Hadoop MapReduce advanced using distributed caching for replicated Join__mapreduce

Source: Internet
Author: User
Tags joins hadoop mapreduce
Concept:

Reduce-side Join technology is flexible, but sometimes it still becomes extremely inefficient. Since the join does not begin until the reduce () phase, we will pass all shuffle data across the network, and in most cases we will lose most of the data passed in the join phase. So we expect to be able to complete the join operation in the map phase.Main technical difficulties:The main difficulty in completing a join in the map phase is that mapper may need to join with a data that it cannot obtain, and if we can guarantee that such data can be mapper, then this technique is available. For example, if we know that two source data is divided into partition of the same size, and each partition is sorted by a key value that fits as a join key, then each mapper () can get the data needed for all join operations. In fact, Hadoop's Org.apache.hadoop.mared.join package contains such helper classes to implement Mapside joins, but unfortunately, this is too little. And the use of such a class can cause additional overhead. Therefore, we will not continue to discuss this package.under what circumstances. Scenario 1: If we know that two source data is divided into partition of the same size, and that each partition is sorted with a key value that fits as a join key
Scenario 2: When you join large data, there is usually only one source data that is huge, and the other data can be reduced in order of magnitude. For example, a phone company's user data may have only thousands user data, but his transaction data may have 1 billion specific phone records at more than one order of magnitude. When small data sources can be allocated to mapper memory, we can achieve significantly improved performance by simply copying small data sources to each mapper machine, so that mapper is in the map phase of the join operation. This operation is called replicate join.
Solution:Hadoop has a mechanism called distributed caching (distributed cache) to distribute data to all nodes on the cluster. It is commonly used to distribute all mapper needed files containing "background" data. For example, if you use Hadoop to classify documents, you may have a list of keywords, and you will use the distributed cache to ensure that all mapper have access to these keywords ("background data"). Procedure: 1. Distribute data to each node:[Java]View Plaincopy Distributedcache.addcachefile (NewPath (Args[0]). Touri (), Conf);[Java]View Plain copy distributedcache.addcachefile (new Path (Args[0)). Touri (), Conf); 2. Use Distributedcache.getlocalcachefiles () on each mapper to get the file, and then do the appropriate action:[Java]View Plaincopy distributedcache.getlocalcachefiles ();[Java]View plain copy distributedcache.getlocalcachefiles ();
Emerging Issues: Another limitation of ours is that the table of one of our joins must be small enough to be saved in memory. Although in asymmetrical input data, the smaller data may still be small enough to fit into memory. 1. We can make them work by rearranging the data processing steps. For example, if you need all users to sort data in area 415, connecting orders and Customers tables before filtering a certain record is correct, but not efficient. Customers and Orders tables can be too large to be put into memory. At this point we can preprocess the data so that the customers or Orders table becomes smaller. 2. Sometimes, no matter how preprocessing the data does not make the data small enough, we should filter out the users who are not part of the 415 zone in the map. See "Hadoop in Action" Chapter5.2.3 Semijoin

Contact Us

The content source of this page is from Internet, which doesn't represent Alibaba Cloud's opinion; products and services mentioned on that page don't have any relationship with Alibaba Cloud. If the content of the page makes you feel confusing, please write us an email, we will handle the problem within 5 days after receiving your email.
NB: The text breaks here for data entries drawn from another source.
PR #2274, opened 2026-08-07
Add identity transformer

neo42JBR:
# Pull Request

## Description

Added a identity transformation attribute for consumtion in functions that require identity information.
It can handle transforming inputs from common sources  into a IdentityReference for consumption within a function.

**Sample**
```powershell
function test {
  param(
    [PSAppDeployToolkit.Attributes.IdentityTransformation()]
    [System.Security.Principal.IdentityReference]
    $User
  )
  return $User.Translate([System.Security.Principal.NTAccount]).Value
}
```

This will allow inputs like:
```powershell
test -User (Get-LocalUser -Name 'Administrator')
test -User ([System.Security.Principal.WindowsIdentity]::GetCurrent())
test -User ([System.Security.Principal.SecurityIdentifier]::new('S-1-5-18'))
test -User ([System.Security.Principal.WellKnownSidType]::LocalSystemSid)
test -User 'S-1-5-18'
test -User 'SYSTEM'
test -User 'LocalSystemSid'
```

Within code, can be translated into any `IdentityReference` with the `Translate()` method.

This should streamline handling identities.

## Type of change

## Checklist

- [ ] I have tested my changes to prove my fix is effective

## How Has This Been Tested?

This class has been tested in downstream projects from my company. It was adapted to fit the coding style of the PSADT

### DIFF
--- a/src/PSADT/PSAppDeployToolkit/Attributes/IdentityTransformationAttribute.cs
+++ b/src/PSADT/PSAppDeployToolkit/Attributes/IdentityTransformationAttribute.cs
@@ -1,4 +1,5 @@
-﻿using System;
+﻿using PSAppDeployToolkit.Utilities;
+using System;
 using System.Diagnostics.CodeAnalysis;
 using System.Management.Automation;
 using System.Reflection;
@@ -27,31 +28,31 @@ namespace PSAppDeployToolkit.Attributes
         /// <exception cref="ArgumentException">Thrown if the input object is not supported for transformation.</exception>
         /// <exception cref="ArgumentNullException">Thrown if the input data is null.</exception>
         [SuppressMessage("Style", "IDE0046:Use conditional expression for return", Justification = "Conditional expression would be unreadable.")]
-        public override object Transform(EngineIntrinsics engineIntrinsics, object inputData)
+        public override object Transform(EngineIntrinsics engineIntrinsics, object? inputData)
         {
-            if (inputData is null)
+            if (!PowerShellUtilities.TryGetBaseObject(inputData, out inputData))
             {
-                throw new ArgumentNullException(nameof(inputData), "Cannot transform null to an IdentityReference.");
-            }
-            if (inputData is WellKnownSidType wellKnownSidType)
-            {
-                return new SecurityIdentifier(wellKnownSidType, domainSid: null);
+                throw new ArgumentNullException(paramName: nameof(inputData), "Cannot transform null to IdentityReference.");
             }
             if (inputData is IdentityReference identity)
             {
                 return identity;
             }
+            if (inputData is WellKnownSidType wellKnownSidType)
+            {
+                return new SecurityIdentifier(wellKnownSidType, domainSid: null);
+            }
             if (inputData is WindowsIdentity windowsIdentity)
             {
                 return windowsIdentity.User ?? throw new InvalidOperationException("The given WindowsIdentity did not provide the required user identity.");
             }
-            if (TryConvertPowerShellCommandObject(inputData, out SecurityIdentifier? pwshCommandSid))
-            {
-                return pwshCommandSid;
-            }
             if (inputData is string str && TryParseIdentityReference(str, out IdentityReference? strIdentity))
             {
                 return strIdentity;
+            }
+            if (TryConvertPowerShellCommandObject(inputData, out SecurityIdentifier? pwshCommandSid))
+            {
+                return pwshCommandSid;
             }
             throw new ArgumentException("Input data must be of type IdentityReference, WindowsIdentity, LocalPrincipal, WellKnownSidType or a string representing any of those types.", nameof(inputData));
         }
@@ -96,10 +97,6 @@ namespace PSAppDeployToolkit.Attributes
         private static bool TryParseSid(string identityString, [NotNullWhen(true)] out SecurityIdentifier? identity)
         {
             identity = null;
-            if (string.IsNullOrWhiteSpace(identityString))
-            {
-                return false;
-            }
             try
             {
                 identity = new SecurityIdentifier(identityString);
@@ -120,10 +117,6 @@ namespace PSAppDeployToolkit.Attributes
         private static bool TryParseNTAccount(string identityString, [NotNullWhen(true)] out NTAccount? identity)
         {
             identity = null;
-            if (string.IsNullOrWhiteSpace(identityString))
-            {
-                return false;
-            }
             try
             {
                 identity = new NTAccount(identityString);
@@ -145,15 +138,6 @@ namespace PSAppDeployToolkit.Attributes
         private static bool TryConvertPowerShellCommandObject(object identityObject, [NotNullWhen(true)] out SecurityIdentifier? identity)
         {
             identity = null;
-            // Unwrap the actual object, if it is wrapped
-            if (identityObject is PSObject psObj)
-            {
-                identityObject = psObj.BaseObject;
-            }
-            if (identityObject is null)
-            {
-                return false;
-            }
             Type objectType = identityObject.GetType();
             if (!string.Equals(objectType.Namespace, "Microsoft.PowerShell.Commands", StringComparison.Ordinal))
             {
@@ -166,12 +150,12 @@ namespace PSAppDeployToolkit.Attributes
                 identity = directSid;
                 return true;
             }
-            if (objectType.BaseType is Type parentType
-                && string.Equals(parentType.Name, "LocalPrincipal", StringComparison.Ordinal)
-                && objectType.GetProperty("SID", typeof(SecurityIdentifier)) is PropertyInfo parentProperty
-                && parentProperty.GetValue(identityObject) is SecurityIdentifier parentSid)
+            if (objectType.BaseType is Type baseType
+                && string.Equals(baseType.Name, "LocalPrincipal", StringComparison.Ordinal)
+                && objectType.GetProperty("SID", typeof(SecurityIdentifier)) is PropertyInfo baseProperty
+                && baseProperty.GetValue(identityObject) is SecurityIdentifier baseSid)
             {
-                identity = parentSid;
+                identity = baseSid;
                 return true;
             }
             return false;
--- a/src/PSADT/PSAppDeployToolkit/Attributes/IdentityTransformationAttribute.cs
+++ b/src/PSADT/PSAppDeployToolkit/Attributes/IdentityTransformationAttribute.cs
@@ -1,4 +1,5 @@
 ﻿using System;
+using System.Diagnostics.CodeAnalysis;
 using System.Management.Automation;
 using System.Reflection;
 using System.Security.Principal;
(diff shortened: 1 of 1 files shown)


src/PSADT/PSAppDeployToolkit/Attributes/IdentityTransformationAttribute.cs
```diff
@@ -0,0 +1,106 @@
...
+        ///  * <see cref="string"/> representing the above
+        /// </summary>
+        /// <param name="engineIntrinsics">The PowerShell engine intrinsics.</param>
+        /// <param name="inputData">The input value to transform.</param>
+        /// <returns></returns>
+        /// <exception cref="InvalidOperationException">Thrown if the input object did not contain the required properties.</exception>
+        /// <exception cref="ArgumentException">Thrown if the input object is not supported for transformation.</exception>
+        public override object Transform(EngineIntrinsics engineIntrinsics, object inputData)
+        {
+
```
mjr4077au: Empty white line here.

src/PSADT/PSAppDeployToolkit/Attributes/IdentityTransformationAttribute.cs
```diff
@@ -0,0 +1,106 @@
...
+            {
+                return new SecurityIdentifier(wellKnownSidType, null);
+            }
+            else if (inputData is IdentityReference identity)
+            {
+                return identity;
+            }
+            else if (inputData is WindowsIdentity windowsIdentity)
+            {
+                return windowsIdentity.User
```
mjr4077au: Not keen on broken lines like this. We're all on wide monitors these days.

src/PSADT/PSAppDeployToolkit/Attributes/IdentityTransformationAttribute.cs
```diff
@@ -0,0 +1,106 @@
...
+                    ?? throw new InvalidOperationException("The given WindowsIdentity did not provide the required user identity.");
+            }
+            else if (inputData.GetType().FullName == "Microsoft.PowerShell.Commands.LocalUser"
+                && inputData.GetType().GetProperty("SID", typeof(SecurityIdentifier)) is PropertyInfo localUserSidProperty)
```
mjr4077au: Same here.

src/PSADT/PSAppDeployToolkit/Attributes/IdentityTransformationAttribute.cs
```diff
@@ -0,0 +1,106 @@
...
+            {
+                return localUserSidProperty.GetValue(inputData)
+                    ?? throw new InvalidOperationException("The given LocalUser did not provide the required SID property.");
```
mjr4077au: And here.

src/PSADT/PSAppDeployToolkit/Attributes/IdentityTransformationAttribute.cs
```diff
@@ -0,0 +1,106 @@
...
+            }
+        }
+
+        /// <summary>
+        /// Tries to parse a string as <see cref="IdentityReference"/>, returning the corresponding object.
+        /// </summary>
+        /// <param name="identityString">The string to parse.</param>
+        /// <param name="identity">The <see cref="IdentityReference"/> if parsing succeeds; otherwise NullSid</param>
+        /// <returns>True if the input string was successfully parsed  name; otherwise, false.</returns>
+        private static bool TryParseIdentityReference(string identityString, out IdentityReference identity)
```
mjr4077au: This should have a `NotNullWhen(true)]` decoration on the out'd value.

mjr4077au: This should be `out IdentityReference?`

src/PSADT/PSAppDeployToolkit/Attributes/IdentityTransformationAttribute.cs
```diff
@@ -0,0 +1,106 @@
...
+        {
+            identity = new SecurityIdentifier(WellKnownSidType.NullSid, null);
```
mjr4077au: Don't default initialise like this, set `identity` as null when we're returning false.

src/PSADT/PSAppDeployToolkit/Attributes/IdentityTransformationAttribute.cs
```diff
@@ -0,0 +1,106 @@
...
+            if (identityString.StartsWith("S-", StringComparison.OrdinalIgnoreCase))
+            {
+                try
+                {
+                    identity = new SecurityIdentifier(identityString);
+                    return true;
+                }
+                catch (ArgumentException)
+                {
+                }
```
mjr4077au: Don't use empty catch blocks like this, explicitly return false from here.

src/PSADT/PSAppDeployToolkit/Attributes/IdentityTransformationAttribute.cs
```diff
@@ -0,0 +1,106 @@
...
+            }
+
+            // Try NTAccount
+            try
+            {
+                identity = new NTAccount(identityString);
+                return true;
+            }
+            catch (IdentityNotMappedException)
+            {
```
mjr4077au, line 126: Same here also.

mjr4077au (changes requested):
I've left some review comments for your consideration. Has this been tested to see whether it compiles locally? There's a lot of things here our analysers should trip up on.

neo42JBR:
I reworked the attribute, including your change requests.
The logic has been split into multiple methods in order to accomadate these changes.

In addition I updated supported from LocalUser to LocalPrincipal (The parent type).

I built and tested locally.

src/PSADT/PSAppDeployToolkit/Attributes/IdentityTransformationAttribute.cs
```diff
@@ -0,0 +1,180 @@
...
+        /// Try to extract the SID from a LocalPrincipal type using reflection. The LocalPrincipal type is used within the Microsoft.PowerShell.LocalAccounts module.
+        /// </summary>
+        /// <param name="identityObject">The object to analyse.</param>
+        /// <param name="identity">The parsed SecrutiyIdentifier.</param>
+        /// <returns>True if extraction was successful, otherwise false.</returns>
+        private static bool TryConvertPowerShellCommandObject(object identityObject, [NotNullWhen(true)] out SecurityIdentifier? identity)
+        {
+            identity = null;
+            // Unwrap the actual object, if it is wrapped
+            if (identityObject is PSObject psObj)
```
mjr4077au: Our other extensions use the following to unwrap the object:
```c#
if (!PowerShellUtilities.TryGetBaseObject(inputData, out inputData))
{
    throw new ArgumentNullException(paramName: null, "Cannot transform null to DateTime.");
}
```
This is preferred as it recursively unwraps PSObject types that might be wrapping another PSObject (rare, but possible).

This should also be done within `public override object Transform(EngineIntrinsics engineIntrinsics, object inputData)`, not at this late stage.

src/PSADT/PSAppDeployToolkit/Attributes/IdentityTransformationAttribute.cs
```diff
@@ -0,0 +1,180 @@
...
+        /// <param name="engineIntrinsics">The PowerShell engine intrinsics.</param>
+        /// <param name="inputData">The input value to transform.</param>
+        /// <returns>The identity reference the input object represents.</returns>
+        /// <exception cref="InvalidOperationException">Thrown if the input object was valid but did not contain the required data.</exception>
+        /// <exception cref="ArgumentException">Thrown if the input object is not supported for transformation.</exception>
+        /// <exception cref="ArgumentNullException">Thrown if the input data is null.</exception>
+        [SuppressMessage("Style", "IDE0046:Use conditional expression for return", Justification = "Conditional expression would be unreadable.")]
+        public override object Transform(EngineIntrinsics engineIntrinsics, object inputData)
+        {
+            if (inputData is null)
```
mjr4077au: As mentioned within `private static bool TryConvertPowerShellCommandObject(object identityObject, [NotNullWhen(true)] out SecurityIdentifier? identity)`, the PSObject unwrapping should occur here and be done with our utilities we already have. This will test nullability also.

src/PSADT/PSAppDeployToolkit/Attributes/IdentityTransformationAttribute.cs
```diff
@@ -0,0 +1,180 @@
...
+            }
+            if (inputData is IdentityReference identity)
+            {
+                return identity;
+            }
+            if (inputData is WindowsIdentity windowsIdentity)
+            {
+                return windowsIdentity.User ?? throw new InvalidOperationException("The given WindowsIdentity did not provide the required user identity.");
+            }
+            if (TryConvertPowerShellCommandObject(inputData, out SecurityIdentifier? pwshCommandSid))
```
mjr4077au: I'd prefer the reflection pathway be a last-ditch effort, so please make this branch occur last.

src/PSADT/PSAppDeployToolkit/Attributes/IdentityTransformationAttribute.cs
```diff
@@ -0,0 +1,180 @@
...
+        {
+            if (inputData is null)
+            {
+                throw new ArgumentNullException(nameof(inputData), "Cannot transform null to an IdentityReference.");
+            }
+            if (inputData is WellKnownSidType wellKnownSidType)
+            {
+                return new SecurityIdentifier(wellKnownSidType, domainSid: null);
+            }
+            if (inputData is IdentityReference identity)
```
mjr4077au, line 37: This should be considered the happy path, so move it above `if (inputData is WellKnownSidType wellKnownSidType)`.

src/PSADT/PSAppDeployToolkit/Attributes/IdentityTransformationAttribute.cs
```diff
@@ -0,0 +1,180 @@
...
+        /// <returns>True if extraction was successful, otherwise false.</returns>
+        private static bool TryConvertPowerShellCommandObject(object identityObject, [NotNullWhen(true)] out SecurityIdentifier? identity)
+        {
+            identity = null;
+            // Unwrap the actual object, if it is wrapped
+            if (identityObject is PSObject psObj)
+            {
+                identityObject = psObj.BaseObject;
+            }
+            if (identityObject is null)
```
mjr4077au: With the PSObject unwrapping, this null check won't be needed as the input will be tested and confirmed non-null before proceeding.

src/PSADT/PSAppDeployToolkit/Attributes/IdentityTransformationAttribute.cs
```diff
@@ -0,0 +1,180 @@
...
+        /// <summary>
+        /// Try to parse string into a <see cref="SecurityIdentifier"/>.
+        /// </summary>
+        /// <param name="identityString">The string representing the SecrutiyIdentifier.</param>
+        /// <param name="identity">The parsed SecrutiyIdentifier.</param>
+        /// <returns>True if parsing was successful, otherwise false.</returns>
+        private static bool TryParseSid(string identityString, [NotNullWhen(true)] out SecurityIdentifier? identity)
+        {
+            identity = null;
+            if (string.IsNullOrWhiteSpace(identityString))
```
mjr4077au: We're doing this null or whitespace test here but it's already done by the caller (`TryParseIdentityReference()`).

src/PSADT/PSAppDeployToolkit/Attributes/IdentityTransformationAttribute.cs
```diff
@@ -0,0 +1,180 @@
...
+        /// <summary>
+        /// Try to parse string into a <see cref="NTAccount"/>.
+        /// </summary>
+        /// <param name="identityString">The string representing the NTAccount.</param>
+        /// <param name="identity">The parsed NTAccount.</param>
+        /// <returns>True if parsing was successful, otherwise false.</returns>
+        private static bool TryParseNTAccount(string identityString, [NotNullWhen(true)] out NTAccount? identity)
+        {
+            identity = null;
+            if (string.IsNullOrWhiteSpace(identityString))
```
mjr4077au: We're doing this null or whitespace test here but it's already done by the caller (`TryParseIdentityReference()`).

mjr4077au (changes requested):
Looking a lot better, at least it's compiling now! Just left a few more comments, mostly minor stuff but would appreciate you taking a look.

Once done, this should be good to merge and would be great to use within functions like `Set-ADTItemPermission`, etc.

neo42JBR:
I applied the requested changes.

One use-case could also be within "ConvertTo-ADTNTAccountOrSID"
Merge AccountName, SID, WellKnownSidName into "InputObject" (keep alias for backwards compatibility?)

mjr4077au (approved):
Thanks for all of that, looks great now. And I agree with the suggested usages and would welcome a PR if you're keen.

It's not important for this PR, but if we do hook it up within `Set-ADTItemPermission`, we'll need to expand `TryParseSid()` to trim any leading asterisks since that's what that function uses to denote a SID (I believe it's an `icacls`-ism).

If you find any instances of plagiarism from the community, please send an email to: info-contact@alibabacloud.com and provide relevant evidence. A staff member will contact you within 5 working days.

A Free Trial That Lets You Build Big!

Start building with 50+ products and up to 12 months usage for Elastic Compute Service

  • Sales Support

    1 on 1 presale consultation

  • After-Sales Support

    24/7 Technical Support 6 Free Tickets per Quarter Faster Response

  • Alibaba Cloud offers highly flexible support services tailored to meet your exact needs.